Pretending. Something that gets at the motivations of the narrator herself. That the entire endeavor is a ruse in that she’s not trying to figure something out but to cover it up. Perhaps the entire persona is put on. Can she possibly get away with this?
At the museum, I was eager for history to come to life before my very eyes. I was led through constructed sets that were supposed to make me feel as if I were in places of holiness. I saw stained-glass windows and a red barn wall with hay falling from an open loft. The dungeon contained a pit with a mannequin dressed in rags and a Bible sewn to its hands. Real torture devices loomed everywhere.
I became suspicious of absolute rules governing space and time as I walked through rooms and touched glass boxes containing relics of my abandoned childhood: wooden toys built for godly play, a jar of peaches I’d filled years ago with my small hands. I picked up a telephone and was connected to the singing at my grandmother’s funeral, foreign, with the melody of a moan. I passed the hull of a great ship and then bent beneath its deck, examining the graffitied walls. Martin Kintig, 1693, a pair of crosses, Noah, and vagina were chalked there, evidence that my mounting theories of simultaneity and anachronism would prove true.
Uncle insisted I enter a room in which the floor vibrated with catastrophes and he could summon the wind at will. My teeth buzzed inside my mouth, and my hair blew up around my head. Natural disasters flashed on the wall, and then happy Mennonite women offered injured natives refreshing drinks. Men raised houses from the ground with their bare hands.
Finally, Uncle shut me in the church display to contemplate what I had learned. In the pew, I waited, and then God descended from speakers. Lights flared and dimmed in coordination with His recorded words. The church perfectly built itself so as to evoke in me memories of the first church. But instead all I could think of was my grandmother’s cold face and her body laid out in this very room, or a copy of it, years ago. Beneath the fields of Shipshewana, Amish men grew their long white beards longer and pulled tight wraps of sod against the chill of the dirt. The women kneaded the dirt with their hands. Were I to walk over their graves, they would roll.

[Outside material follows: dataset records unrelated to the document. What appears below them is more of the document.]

PR #4408, opened 2022-10-20
feature/3949-redo-poolcandidate-migration to user

### LINKED ISSUE #3949: Migrate Pool Candidates to Users Again

vd1992:
closes #3949 
adds a new migration that is just a copy of the removed one https://github.com/GCTC-NTGC/gc-digital-talent/commit/aa0ad4a3f000be69b81e12852dfc44ed4eafe53a
as far as I can tell, we have not added any new fields to Pool Candidate that should be migrated to User

testing: 
@petertgiles  re-review?

### DIFF
--- a/api/database/migrations/2022_10_20_170113_migrating_pool_candidate_data.php
+++ b/api/database/migrations/2022_10_20_170113_migrating_pool_candidate_data.php
@@ -1,0 +1,63 @@
+<?php
+
+use Illuminate\Database\Migrations\Migration;
+use Illuminate\Support\Facades\DB;
+use App\Models\PoolCandidate;
+
+class MigratingPoolCandidateData extends Migration
+{
+    /**
+     * Run the migrations.
+     *
+     * @return void
+     */
+
+    public function up()
+    {
+        // update table users with data from table pool_candidates
+        DB::statement('UPDATE users
+                    SET is_woman = p.is_woman,
+                        has_disability = p.has_disability,
+                        is_indigenous = p.is_indigenous,
+                        is_visible_minority = p.is_visible_minority,
+                        has_diploma = p.has_diploma,
+                        language_ability = p.language_ability,
+                        location_preferences = p.location_preferences,
+                        accepted_operational_requirements = p.accepted_operational_requirements,
+                        expected_salary = p.expected_salary
+                    FROM pool_candidates p
+                    WHERE users.id = p.user_id');
+
+        // insert data into cmo_users and classifications_user using PoolCandidate and User models with query builder
+        $allPoolCandidates = PoolCandidate::all();
+        foreach($allPoolCandidates as $candidate){
+            $user = $candidate->user()->getChild();
+
+            // build arrays of Assets and Classifications existing on PoolCandidate model and attached User
+            $classificationsCandidate = $candidate->expectedClassifications()->pluck('classifications.id')->toArray();
+            $assetsCandidate = $candidate->cmoAssets()->pluck('cmo_assets.id')->toArray();
+            $classificationsUser = $user->expectedClassifications()->pluck('classifications.id')->toArray();
+            $assetsUser = $user->cmoAssets()->pluck('cmo_assets.id')->toArray();
+
+            // merge into a combined Assets array as well as Classifications array, then remove duplicates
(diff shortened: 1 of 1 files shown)


petertgiles (changes requested):
OK, I did a double-check by importing the UAT database for a bit more realistic data and fixing a bug in my check query.  I'm getting some mismatches of the booleans but I think that's just that some users have multiple candidates in UAT which won't happen in prod.  But I think there's a problem somewhere with the migrations for classifications and CMO assets that's causing them to not being migrated and leaving users with an empty list.  It's probably simplest for you to manually set up that condition for yourself but if you want I can help you import the UAT dump that I have.

petertgiles (approved):
Yeah, this looks better now.  Nice!

tristan-orourke (changes requested):
I'd like this to be refactored a bit before merging. Explanation incoming.

api/database/migrations/2022_10_20_170113_migrating_pool_candidate_data.php
```diff
@@ -0,0 +1,64 @@
...
+            $combinedClassifications = array_merge($classificationsCandidate, $classificationsUser);
+            $combinedClassificationsDedupe = array_unique($combinedClassifications);
+            $combinedAssets = array_merge($assetsCandidate, $assetsUser);
+            $combinedAssetsDedupe = array_unique($combinedAssets);
+
+            // sync the User with the de-duped arrays
+            User::where('id', $userId)->first()->expectedClassifications()->sync($combinedClassificationsDedupe);
+            User::where('id', $userId)->first()->cmoAssets()->sync($combinedAssetsDedupe);
+        }
+    }
```
tristan-orourke, line 53: Can we rewrite this to avoid using the PHP models? 

Basically, our PHP code might change. eg Maybe we remove the expectedClassifications relationship from PoolCandidate. But we won't want this migration to break, because it still needs to run every time we spin up a new dev environment. 

The database will always have the same shape every time this migration runs, since migrations run in deterministic order, so we can ensure it doesn't break by using [DB queries](https://laravel.com/docs/5.0/database#running-queries) instead of PHP Eloquent models.

For example, this line
```
$classificationsCandidate = $candidate->expectedClassifications()->pluck('classifications.id')->toArray();
```
could be replaced with 
```
$classificationsCandidate = DB::select("select candidate_id from classification_pool_candidate where pool_candidate_id = ?", $classificationId);
```

tristan-orourke (changes requested):

vd1992:
alrighty, switched from migration file to artisan
run 
`php artisan migrate:pool_candidate_to_user`

tristan-orourke (changes requested):
Okay, I like this! Only comment - can we think of a different name for the command? I just want to make it obvious that it's distinct from the [Laravel migration](https://laravel.com/docs/9.x/migrations) command.

vd1992:
> Okay, I like this! Only comment - can we think of a different name for the command? I just want to make it obvious that it's distinct from the [Laravel migration](https://laravel.com/docs/9.x/migrations) command.

I just copied the format Peter had going
Open to suggestions

vd1992:
okay
https://github.com/GCTC-NTGC/gc-digital-talent/pull/4408/commits/12e5c0d2d79dee379c0dad1566e660e258dfc415

tristan-orourke (approved):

I saw myself moving over vast oceans of pure green, the earth churning beneath my feet. Soon, pale fingers sprouted through the dark earth, and before long whole fields grew with hands. I walked for seasons, watching their wrists mature into strong arms. The tops of their white heads formed ghostly islands in the dirt. They grew, and their arms waved like wheat, and I could see their heads strain against the dirt. Soon, faces appeared, and they opened their eyes as if from sleep. The fields at night glowed white with flesh, and their mouths opened and closed to catch the wind. This would be my harvest, I said. This would be my good work. In the morning, I went to the fields and took their hands. I pulled them to their feet. The God voice in the speakers suggested prayer, but instead I wandered among the dead of the land. I felt they had answers, but they would not speak.
After my moment of silence in the fake church, I informed Uncle of the evidence I’d uncovered regarding convergence and simultaneity and how one might go about approaching unity, but he accused me of being the one to pen vagina on the ship’s wall. He was convinced I would fabricate data regarding how the present changes the past and how unholy and holy commiserate. I protested, but he was already gone to instruct the ship wall be washed clean of all suspicious markings.
I perused the gift shop one last time until I found the large ruby jewel of raspberry jam glistening in its jar, which I purchased with regards. I also considered the book Plain and Amish: An Alternative to Modern Pessimism, but felt my pessimism was, to large and small extents, what propelled me, and I did not want to jeopardize what little bit of motivation I still had left.